# Some pics of some of my models



## mr-replica (Sep 25, 2011)

Hi, these are some of my models.


----------



## -Hemi- (May 5, 2014)

NICE! I love the construction equipment, where'd you find those!? I also like that trailer ya got hitched to the (what looks to be) a Chevy pick-up!


----------



## mr-replica (Sep 25, 2011)

-Hemi- said:


> NICE! I love the construction equipment, where'd you find those!? I also like that trailer ya got hitched to the (what looks to be) a Chevy pick-up!


Thanks , that's a Galaxie trailer hooked to a Chevy C3500, MPC. The construction models were stock Ertl kits from the 1980's. This is just a partial amount of my model collection, I have been building models for over 50 years. I have three rooms devoted to models and diecast. I need to get a good digital camera to take pictures of the 1/24th/1/25th town I made. 

Those pics are scanned from photos, and do not include models I have made in the last 20 years. My problem is that I have over extended my resources, and lack the money to buy a digital camera and a better PC. I've spent every penny on model kits. I have about 100 unbuilt model kits still in boxes waiting to be built, but arthritis hinders me a bit now. 

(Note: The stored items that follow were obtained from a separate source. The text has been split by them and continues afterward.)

PR #1211, opened 2017-01-09
Label placement 2.0

### LINKED ISSUE #1179: Directional arrows on road
Hi

I was wondering if there is a way to show directional arrows on road. e.g.
google

### LINKED ISSUE #1183: Point-on-line placement strategies
Tangram JS recently added more sophisticated ways of placing point drawings along lines. The new options are described in the release notes for v0.11: https://github.com/tangrams/tangram/releases/tag/v0.11.0, with related PRs https://github.com/tangrams/tangram/pull/409 and https://github.com/tangrams/tangram/pull/441

tallytalwar:
Implements label placement strategies to match JS. Refer https://github.com/tangrams/tangram/pull/409 and JS release notes: https://github.com/tangrams/tangram/releases/tag/v0.11.0

- Fixes incorrect non-occlusion of parent label when child is not placed because of repeat distance.
- Implements `vertex`, `spaced` and `midpoint` placement strategies
- Implements `auto` angle calculations and application.

TODO:
- [x] Implement `placement_min_length_ratio` parameter.
- [x] ~~Implement `repeat_distance` and `repeat_group` for point based styles.~~ (will handle this in another PR: #1228)
- [x] Fix stop interpolations for flat point labels
- [x] Fix angle update for flat point labels
- [ ] ~~More stop interpolation updates to allow 2d stops for point labels, by making extrude vec2 instead of float~~ (Will be opening a subsequent PR for this)

Fixes #1183 
Fixes #1179 

cc. @bcamper We will need to set `flat: true` for arrows.


core/src/labels/spriteLabel.cpp
```diff
@@ -48,14 +48,14 @@ bool SpriteLabel::updateScreenTransform(const glm::mat4& _mvp, const ViewState&
                 if (m_vertexAttrib.extrudeScale != 1.f) {
                     scale *= pow(2, _viewState.fractZoom) * m_vertexAttrib.extrudeScale;
                 }
-                glm::vec2 dim = m_dim * scale;
 
-                positions[0] = p0 - dim;
```
tallytalwar: I wonder where I was getting that offset in all my arrows :). Nice catch

core/src/style/pointStyleBuilder.cpp
```diff
@@ -153,11 +153,21 @@ auto PointStyleBuilder::applyRule(const DrawRule& _rule, const Properties& _prop
...
+            // size for next style zoom for interpolation
+            float higherSize = sizeParam.stops->evalSize(m_styleZoom + 1).get<float>();
+            p.extrudeScale = (higherSize - lowerSize);
+            p.size = glm::vec2(lowerSize);
+        } else if (sizeParam.value.is<glm::vec2>()) {
+            p.size = sizeParam.stops->evalExpVec2(m_styleZoom);
+            // NB: this assumes that the width/height ratio is
+            // constant for all stops
+            glm::vec2 higherSize = sizeParam.stops->evalExpVec2(m_styleZoom + 1);
+            p.extrudeScale = (higherSize.x - p.size.x);
```
tallytalwar: I was considering doing this in another PR, to accomodate `extrudeScale` as a vec2.

core/src/style/pointStyleBuilder.cpp
```diff
@@ -358,44 +323,28 @@ void PointStyleBuilder::labelPointsPlacing(const Line& _line, const glm::vec4& u
             }
             break;
         case LabelProperty::Placement::spaced: {
-            Line interpolatedLine;
-            std::vector<float> allAngles;
+            LineSampler<std::vector<Point>> sampler;
```
tallytalwar: nitpick ... you can make this `LineSampler<Line>`.

core/src/util/lineSampler.h
```diff
@@ -0,0 +1,195 @@
+#pragma once
+
+#include "glm/glm.hpp"
+
+namespace Tangram {
+
+template<typename Points>
+struct LineSampler {
```
tallytalwar: Nice One.

core/src/style/pointStyleBuilder.cpp
```diff
@@ -358,44 +323,28 @@ void PointStyleBuilder::labelPointsPlacing(const Line& _line, const glm::vec4& u
...
-
-            for (size_t i = 0; i < interpolatedLine.size(); i++) {
-                auto p = interpolatedLine[i];
-                if (params.keepTileEdges || !isOutsideTile(p)) {
-                    if (params.autoAngle && !allAngles.empty()) {
-                        params.labelOptions.angle = allAngles[i];
-                    }
-                    addLabel(p, uvsQuad, params, _rule);
+            glm::vec2 p, r;
+            sampler.advance(distance, p, r);
```
tallytalwar: `advance` should also take `minLength` into consideration.

core/src/style/pointStyleBuilder.cpp
hjanetzek: This template type is for the internal storage of LineSampler, the z value is used for length. So I would tend to use `std::vector<glm::vec3>` here.

core/src/style/pointStyleBuilder.cpp
hjanetzek: yeah. just a quick fix. without checking style param value type it broke testing with bubble-wrap

core/src/style/pointStyleBuilder.cpp
tallytalwar: yup make sense, I saw the use of `z` in LineSampler after writing this comment :D.

core/src/style/pointStyleBuilder.cpp
tallytalwar: Ohh it would crash!. Cool. But it does still make sense to get `extrudeScale` in vec2 right?

hjanetzek: Technically - yes. Practically only useful for super weird styles I guess :)

core/src/style/pointStyleBuilder.cpp
```diff
@@ -255,6 +274,95 @@ bool PointStyleBuilder::getUVQuad(PointStyle::Parameters& _params, glm::vec4& _q
...
+                if (params.keepTileEdges || !isOutsideTile(p)) {
+                    if (params.autoAngle) {
+                        params.labelOptions.angle = angleBetween(p, q);
+                    }
+                    addLabel(p, uvsQuad, params, _rule);
+                }
+            }
+
+            // Place label on endpoint
+            auto &p = *(_line.rbegin() + 1);
```
karimnaaji: I don't think we actually need to explicitly add this iteration. The last iteration on the for loop already treats that last case.

hjanetzek: Ah, there's a out-of-bounds read in the above loop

I used to be able to build models on an assembly line, in my basement I have a painting booth I made from scrap lumber and used a bathroom vent to exhaust paint mist. I'd spray as many as 10 a day, let dry while building the chassis and interiors.


----------



## mr-replica (Sep 25, 2011)

I forgot to add, for that Galaxie trailer, it looks much better in person than this photo shows. For the windows, I used Dollar Tree hobby sticks and for the clear windows, clear plastic from diecast boxes I discarded. The curtains are from old Montgomery Wards catalogs. The paint is inexpensive Krylon, then coated with Testors gloscote. It took me a week to make it.


----------



## -Hemi- (May 5, 2014)

-WOW!

I love that trailer on the C3500....thats an AWESOME kit man!


----------